(Stored data)
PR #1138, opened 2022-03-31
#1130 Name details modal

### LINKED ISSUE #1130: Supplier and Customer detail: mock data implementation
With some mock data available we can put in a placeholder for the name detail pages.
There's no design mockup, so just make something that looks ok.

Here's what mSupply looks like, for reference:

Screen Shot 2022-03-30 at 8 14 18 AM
* * *
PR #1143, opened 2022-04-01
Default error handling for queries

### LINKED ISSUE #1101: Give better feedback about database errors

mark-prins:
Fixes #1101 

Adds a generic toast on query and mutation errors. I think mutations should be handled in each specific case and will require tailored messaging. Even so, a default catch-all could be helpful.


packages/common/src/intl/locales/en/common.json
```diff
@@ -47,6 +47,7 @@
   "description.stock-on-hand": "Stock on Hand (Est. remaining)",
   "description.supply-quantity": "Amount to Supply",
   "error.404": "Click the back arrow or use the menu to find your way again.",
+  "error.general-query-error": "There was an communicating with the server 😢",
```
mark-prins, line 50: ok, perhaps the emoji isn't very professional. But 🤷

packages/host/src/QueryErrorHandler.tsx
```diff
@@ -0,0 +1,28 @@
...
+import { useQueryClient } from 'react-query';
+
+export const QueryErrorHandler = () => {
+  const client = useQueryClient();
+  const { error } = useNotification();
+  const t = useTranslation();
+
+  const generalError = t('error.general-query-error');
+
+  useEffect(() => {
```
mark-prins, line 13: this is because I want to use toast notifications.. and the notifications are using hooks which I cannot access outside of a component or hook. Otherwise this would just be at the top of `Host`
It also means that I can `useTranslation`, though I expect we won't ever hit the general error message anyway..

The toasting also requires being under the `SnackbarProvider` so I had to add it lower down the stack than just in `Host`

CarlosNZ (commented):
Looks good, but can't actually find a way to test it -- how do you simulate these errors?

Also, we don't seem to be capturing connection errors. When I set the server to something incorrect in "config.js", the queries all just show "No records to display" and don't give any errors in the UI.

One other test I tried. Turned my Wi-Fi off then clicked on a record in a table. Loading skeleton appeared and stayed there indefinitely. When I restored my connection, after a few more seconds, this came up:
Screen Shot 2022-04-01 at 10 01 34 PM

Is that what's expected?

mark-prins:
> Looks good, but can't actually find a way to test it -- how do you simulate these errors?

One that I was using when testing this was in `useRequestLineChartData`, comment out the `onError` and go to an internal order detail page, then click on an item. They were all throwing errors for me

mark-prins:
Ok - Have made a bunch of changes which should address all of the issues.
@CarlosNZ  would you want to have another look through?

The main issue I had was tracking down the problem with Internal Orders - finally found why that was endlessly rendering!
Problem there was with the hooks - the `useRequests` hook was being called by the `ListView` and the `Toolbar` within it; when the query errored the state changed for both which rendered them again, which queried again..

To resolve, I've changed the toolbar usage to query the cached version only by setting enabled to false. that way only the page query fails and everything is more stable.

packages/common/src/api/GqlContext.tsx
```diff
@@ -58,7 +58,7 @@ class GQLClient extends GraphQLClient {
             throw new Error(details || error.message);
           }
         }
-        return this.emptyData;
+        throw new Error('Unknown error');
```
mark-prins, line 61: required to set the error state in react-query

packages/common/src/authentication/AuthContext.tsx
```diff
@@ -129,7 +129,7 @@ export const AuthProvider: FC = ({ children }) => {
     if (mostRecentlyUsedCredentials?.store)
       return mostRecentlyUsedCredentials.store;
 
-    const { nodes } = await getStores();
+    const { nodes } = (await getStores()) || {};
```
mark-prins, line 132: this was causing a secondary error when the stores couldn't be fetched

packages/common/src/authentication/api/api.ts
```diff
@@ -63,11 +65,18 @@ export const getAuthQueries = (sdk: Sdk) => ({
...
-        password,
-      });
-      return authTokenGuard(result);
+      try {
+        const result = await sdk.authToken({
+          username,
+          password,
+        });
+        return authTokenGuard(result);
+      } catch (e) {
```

• _Problem details_
Line count for the word "getStores": please state how many lines of the records above contain it, and nothing else.

• _Result below_
2